Personal Reflections

This paper represents an important advancement in causal discovery theory. The core insight is intuitive—hard interventions are more informative than soft interventions—but formalizing this intuition into a rigorous equivalence class characterization requires substantial technical effort. The construction of the Twin Augmented MAG elegantly encodes the "non-local effects" of hard interventions into the adjacencies of auxiliary \(F\)-nodes, allowing standard MAG comparison methods to be directly reused.

From a practical standpoint, this work is highly valuable for causal discovery in computer systems (such as microservice causal analysis and A/B testing) where hard interventions are highly feasible. Its applicability in biology is relatively limited. Soundness/completeness analyses under finite-sample regimes are obvious future directions.

Key Experimental Results

Main Results (Exhaustive Evaluation of All ADMGs)

Number of Variables Hard Intervention MEC Soft Intervention MEC Ratio (Hard/Soft)
n=2 2.03 2.93 0.69
n=3 19.50 30.57 0.64
n=4 (Complete DAG) 721.37 1529.57 0.47
n=5 (Sampling) 0.028 0.061 0.46

Ablation Study: Impact of Confounder Density (\(n=5\))
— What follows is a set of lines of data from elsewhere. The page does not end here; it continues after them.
PR #812, opened 2026-02-25
iocsh command dbCreateRecord

### LINKED ISSUE #680: iocsh command dbCreateRecord
We already have an iocsh command `dbCreateAlias pdbbase record alias`. For code golfing and manual testing purposes, I would find a related command useful, this could be the help text to describe it:

```
dbCreateRecord pdbbase rectype recname

Create a new instance of the given record type.

Example: dbCreateRecord pdbbase ai my:analog
```

Unlike the older command which silently works just fine after `iocInit`, `dbCreateRecord` must do nothing and display an error if it's run after `iocInit` as any new records must be added to several data structures inside the IOC database code.

irierr:
Closes #680

### DIFF
--- a/modules/database/src/ioc/dbStatic/dbStaticIocRegister.c
+++ b/modules/database/src/ioc/dbStatic/dbStaticIocRegister.c
@@ -287,7 +287,7 @@ static void dbCreateRecordCallFunc(const iocshArgBuf *args)
 
     iocState = getIocState();
     if(iocState != iocVoid) {
-        status = S_dbLib_iocNotStarted;
+        status = S_dbLib_postInitRecRegister;
     }
     else {
         dbInitEntry(*iocshPpdbbase, &ent);
--- a/modules/database/src/ioc/dbStatic/dbStaticIocRegister.c
+++ b/modules/database/src/ioc/dbStatic/dbStaticIocRegister.c
@@ -291,10 +291,10 @@ static void dbCreateRecordCallFunc(const iocshArgBuf *args)
     }
     else {
         dbInitEntry(*iocshPpdbbase, &ent);
-        if(!args[1].sval) { // record type is required
+        if(!args[2].sval || (args[2].sval[0] == '\0')) {
+            status = S_dbLib_recordNameMissing;
+        } else if(!args[1].sval) {
             status = S_dbLib_recordTypeNotFound;
-        } else if(!args[2].sval) { // record name is required
-            status = S_dbLib_recNotFound;
         } else {
             status = dbFindRecordType(&ent, args[1].sval);
             if(!status) {
--- a/modules/database/src/ioc/dbStatic/dbStaticIocRegister.c
+++ b/modules/database/src/ioc/dbStatic/dbStaticIocRegister.c
@@ -9,6 +9,7 @@
 \*************************************************************************/
 
 #include "iocsh.h"
+#include "iocInit.h"
 #include "errSymTbl.h"
 #include "errlog.h"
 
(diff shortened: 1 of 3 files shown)


modules/database/src/ioc/dbStatic/dbStaticIocRegister.c
```diff
@@ -260,6 +261,54 @@ static void dbCreateAliasCallFunc(const iocshArgBuf *args)
...
+                status = dbCreateRecord(&ent, args[2].sval);
+            }
+        }
+        dbFinishEntry(&ent);
+    }
+    if(status) {
+        fprintf(stderr, ERL_ERROR ": %ld %s\n", status, errSymMsg(status));
+        iocshSetError(1);
+    }
+}
```
simon-ess, line 310: I realise that this matches the code in dbCreateAlias, but with this level of nesting I might create a separate function and `return` the statuses instead of nesting so many `ifs`.

(This is admittedly a stylistic choice of course)

modules/database/src/ioc/dbStatic/dbStaticIocRegister.c
```diff
@@ -260,6 +261,54 @@ static void dbCreateAliasCallFunc(const iocshArgBuf *args)
...
+ */
+static void dbCreateRecordCallFunc(const iocshArgBuf *args)
+{
+    DBENTRY ent;
+    long status;
+    enum iocStateEnum iocState;
+
+    iocState = getIocState();
+    if(iocState != iocVoid) {
+        status = S_dbLib_iocNotStarted;
```
dirk-zimoch: Prints "IOC has not been started" when it should be something along "IOC already running".

modules/database/src/ioc/dbStatic/dbStaticIocRegister.c
```diff
@@ -260,6 +261,54 @@ static void dbCreateAliasCallFunc(const iocshArgBuf *args)
...
+    }
+    else {
+        dbInitEntry(*iocshPpdbbase, &ent);
+        if(!args[1].sval) { // record type is required
+            status = S_dbLib_recordTypeNotFound;
+        } else if(!args[2].sval) { // record name is required
+            status = S_dbLib_recNotFound;
```
dirk-zimoch: When calling with a non-existing record type and missing record name, it prints "Record Not Found" instead of "Record Type does not exist".

Also when calling with existing record type and missing record name, "Record Not Found" is a bit misleading. I would prefer something like "Record name required".

anjohnson (approved):
Looks nice, thanks!

Could you also add a Release Notes entry for the PR please, to document the new command. See instructions for that in the file `documentation/new-notes/README.txt` and you could look at the entry for the `dbCreateAlias` command in `documentation/RELEASE-7.0.8.md`, although this might want a bit more wording.

dirk-zimoch (changes requested):

modules/database/src/ioc/dbStatic/dbStaticIocRegister.c
irierr: Resolved in caffa8baeee2b32c2a525f06876ce67f353d6e93

modules/database/src/ioc/dbStatic/dbStaticIocRegister.c
irierr: Resolved in 89970f4eedc6570dee51cbe0f10af6e13780689d

dirk-zimoch (approved):
LGTM

PR #813, opened 2026-02-25
- Removing/fixing some unused initialization

hanlet:
code-a-thon fixing several codacy warnings of unused initializations

### DIFF
--- a/modules/ca/src/client/acctst.c
+++ b/modules/ca/src/client/acctst.c
@@ -1569,7 +1569,7 @@ void multiSubscriptionDeleteTest ( chid chan, unsigned interestLevel  )
  */
 void singleSubscriptionDeleteTest ( chid chan, unsigned interestLevel  )
 {
-    unsigned count = 0u;
+    unsigned count;
     evid sid;
     dbr_float_t temp, getResp;
     unsigned i;
--- a/modules/database/src/std/rec/int64outRecord.c
+++ b/modules/database/src/std/rec/int64outRecord.c
@@ -91,7 +91,7 @@ static long init_record(dbCommon *pcommon, int pass)
 {
     int64outRecord *prec = (int64outRecord*)pcommon;
     int64outdset *pdset;
-    long status=0;
+    long status;
 
     if (pass == 0) return 0;
 
--- a/modules/database/src/std/rec/mbbiRecord.c
+++ b/modules/database/src/std/rec/mbbiRecord.c
@@ -332,10 +332,10 @@ static void checkAlarms(mbbiRecord *prec, epicsTimeStamp *timeLast)
                 ((afvl > 0) ? (1.0 - alpha) : (alpha - 1.0)) * alarm;
             if (afvl - floor(afvl) > THRESHOLD)
                 afvl = -afvl;
-
-            alarm = abs((int)floor(afvl));
         }
     }
+
+    alarm = abs((int)floor(afvl));
 
     asev = alarm;
     recGblSetSevr(prec, STATE_ALARM, asev);
--- a/modules/libcom/RTEMS/score/rtems_init.c
+++ b/modules/libcom/RTEMS/score/rtems_init.c
@@ -250,7 +250,7 @@ initialize_remote_filesystem(char **argv, int hasLocalFilesystem)
     char *server_path;
     char *mount_point;
     char *cp;
-    int l = 0;
+    int l;
 
     printf ("***** Initializing NFS *****\n");
     NFS_INIT
--- a/modules/libcom/src/as/asLibRoutines.c
+++ b/modules/libcom/src/as/asLibRoutines.c
@@ -74,7 +74,7 @@ static long asAsgRuleDisable(ASGRULE *pasgrule);
 
   The version pointed to by pasbase is kept as is but locked against changes
   A new version is created and pointed to by pasbasenew
-  If anything goes wrong. The original version is kept. This results is some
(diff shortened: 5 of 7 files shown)


modules/ca/src/client/acctst.c
```diff
@@ -1569,7 +1569,7 @@ void multiSubscriptionDeleteTest ( chid chan, unsigned interestLevel  )
  */
 void singleSubscriptionDeleteTest ( chid chan, unsigned interestLevel  )
 {
-    unsigned count = 0u;
+    unsigned count;
```
mdavidsaver, line 1572: fyi. this local is only used within the following loop, and so could be moved into the loop block.

modules/database/src/std/rec/int64outRecord.c
```diff
@@ -91,7 +91,7 @@ static long init_record(dbCommon *pcommon, int pass)
 {
     int64outRecord *prec = (int64outRecord*)pcommon;
     int64outdset *pdset;
-    long status=0;
+    long status;
```
mdavidsaver, line 94: Similarly this local could be moved into the body of the `if(` below.

modules/database/src/std/rec/mbbiRecord.c
```diff
@@ -332,11 +332,11 @@ static void checkAlarms(mbbiRecord *prec, epicsTimeStamp *timeLast)
                 ((afvl > 0) ? (1.0 - alpha) : (alpha - 1.0)) * alarm;
             if (afvl - floor(afvl) > THRESHOLD)
                 afvl = -afvl;
-
-            alarm = abs((int)floor(afvl));
         }
     }
 
+    alarm = abs((int)floor(afvl));
+
```
mdavidsaver, line 339: I'm not sure about this change.  It looks like it might clobber `alarm` in the `aftc <= 0` case.

modules/libcom/RTEMS/score/rtems_init.c
```diff
@@ -250,7 +250,7 @@ initialize_remote_filesystem(char **argv, int hasLocalFilesystem)
     char *server_path;
     char *mount_point;
     char *cp;
-    int l = 0;
+    int l;
```
mdavidsaver, line 253: `initialize_remote_filesystem()` is quite convoluted.  I guess if gcc/clang does not now complain about use of uninitialized, then ok?

modules/libcom/src/as/asLibRoutines.c
```diff
@@ -159,7 +159,11 @@ long epicsStdCall asInitialize(ASINPUTFUNCPTR inputfunction)
                 pnextoldmem = (ASGMEMBER *)ellNext(&poldmem->node);
                 ellDelete(&poldasg->memberList,&poldmem->node);
                 status = asAddMemberPvt(&poldmem,poldmem->asgName);
-                poldmem = pnextoldmem;
+		if (!status) {
+		  poldmem = pnextoldmem;
+		} else {
+		  fprintf(stderr, ERL_ERROR " asInitialize: Failed asAddMemberPvt\n");
+		}
```
mdavidsaver, line 166: It certainly looks like there is missing error handling here.  I'm not sure what the correct handling is though.

also, please use consistent indentation.

modules/libcom/src/iocsh/libComRegister.c
```diff
@@ -122,8 +122,9 @@ static void pwdCallFunc (const iocshArgBuf *args)
     char buf[1024];
     char *pwd = getcwd ( buf, sizeof(buf) );
     if ( pwd ) {
-        buf[sizeof(buf)-1u] = '\0';
-        printf ( "%s\n", pwd );
+      /* Ensure proper termination */
+      buf[sizeof(buf)-1u] = '\0';
+      printf ( "%s\n", pwd );
```
mdavidsaver, line 127: Indentation?

modules/libcom/src/log/iocLogServer.c
```diff
@@ -253,7 +253,7 @@ static int seekLatestLine (struct ioc_log_server *pserver)
             static const char *pMonths[] = {"Jan", "Feb", "Mar", "Apr", "May", "Jun",
                 "Jul", "Aug", "Sep", "Oct", "Nov", "Dec"};
             static const unsigned nMonths = sizeof(pMonths)/sizeof(pMonths[0]);
-            time_t lineTime = (time_t) -1;
+            time_t lineTime;
```
mdavidsaver, line 256: Another candidate local variable to move into an inner scope.

modules/database/src/std/rec/mbbiRecord.c
anjohnson: While correct, this change will probably clash with PR #817 which performs exactly the same move to fix a bug in the mbbi record that this represents. @eddybl has other changes in there too though.

modules/libcom/src/iocsh/libComRegister.c
anjohnson: Agreed, I don't see any other changes in the functionality, the original indentation was more correct (4 spaces) than the newer one, and the new comment doesn't seem necessary.

modules/database/src/std/rec/mbbiRecord.c
eddybl: actually this will not fix the bug. It will only fix the warning of unused variable, but the actual bug fix would be to write the value back to `prec->afvl` (as done in #817 )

Bidirectional Edge Density \(\rho\) Hard/Soft Ratio
\(\rho=0.1\) (Low Confounding) 0.804
\(\rho=0.5\) (Medium Confounding) 0.459
\(\rho=0.9\) (High Confounding) 0.365

Key Findings

  • Hard intervention advantages grow with graph scale: 31% reduction for \(n=2\) versus a 53% reduction for \(n=4\).
  • More confounding enhances the benefit of hard interventions: Under high confounding (\(\rho=0.9\)), the MEC is reduced by 63.5%.
  • Non-local effects are key: Hard interventions disrupt inducing paths between distant variables by removing incoming edges.

Highlights & Insights

  • Non-local information of hard interventions quantified for the first time: Beyond theoretical superiority, experiments provide concrete reduction ratios.
  • Rule 4 of the generalized do-calculus unifies extreme cases: Laying the foundation for future work on hybrid hard/soft interventions.
  • Symmetrization strategy of Twin Augmented MAGs: Expresses unobservable constraints using observables, enabling learning based on pairwise distributions.

Limitations & Future Work

  • Only the soundness of the algorithm is proven, leaving completeness unproven.
  • The h-faithfulness assumption is difficult to verify in real-world data.
  • Computational complexity explodes under multiple interventional targets (due to the \(\binom{k}{2}\) pairwise graph construction).
  • Lack of experiments on large-scale graphs (\(n > 6\)).
  • vs Causal Discovery via Soft Interventions (e.g., GIES): Hard interventions provide more information, leading to smaller MECs.
  • vs FCI Algorithm: This work extends FCI to handle constraints unique to hard interventions.

Rating

  • Novelty: ⭐⭐⭐⭐⭐ First systematic theoretical framework for causal discovery under hard interventions.
  • Experimental Thoroughness: ⭐⭐⭐ Exhaustive and sampling-based experiments, but lacks real-world data and finite-sample analysis.
  • Writing Quality: ⭐⭐⭐⭐ Theory is rigorous, with complete defining concepts and theorem systems.
  • Value: ⭐⭐⭐⭐ Provides new theoretical tools and algorithmic foundations for causal discovery.